PR #2127, opened 2019-04-08
Extra:  Added Raylib Support

Silverbeard00:
Howdy folks.

I come bearing a humble offering of complete Raylib bindings.  [Raylib Homepage](https://www.raylib.com/)

Raylib is a very clean library along the likes of SDL and Allegro.  I haven't tested out every single function yet but what I have messed with has been surprisingly pleasant.  One very cool thing is that it seems to work perfectly with the REPL.  I've had no issue iteratively making stuff, it seems incredibly stable too.   Deployment works great too (and at only 4mb for the little demo!). 

Maybe the lispers will let us into their game jams now :stuck_out_tongue: 

As usual please let me know if there's anything you'd like cleaned up.  Thanks!

hello-factor


erg:
This is very cool!!

It only works with the mingw download file I guess because the msvc file doesn't have symbols?

Please add a tags.txt to ``raylib.demo`` with ``demos`` as the tag so that ``"demos" run`` picks it up.

When I run the demo, it makes my Factor window tiny (it needs to respect retina settings somehow) and I get a popup with this error:

```
An error occurred while drawing the world T{ world f ~array~ ~array~ f f ~vector~ ~array~....
This world has been deactivated to prevent cascading errors.
gl-error-tuple
function f
code     1281
string   "Invalid value"
```

erg:
tiny-factor

erg:
I added the raylib.dll files to https://downloads.factorcode.org/dlls

Silverbeard00:
tags.txt added.  

I'll boot into Windows later tonight and test it out on there.  (only tested Linux so far)

I'm not sure why it's being funky with the retina settings or why that error message is popping up but I'll look into it the best I can.  Hopefully some of it reproduces on my end in Windows.

Silverbeard00:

# Task requirements
Repeat exactly the lines from the one containing "I'm not sure" through the last line of the records above, both included, and nothing else.

# Solution for this problem
I'm not sure why it's being funky with the retina settings or why that error message is popping up but I'll look into it the best I can.  Hopefully some of it reproduces on my end in Windows.

Silverbeard00:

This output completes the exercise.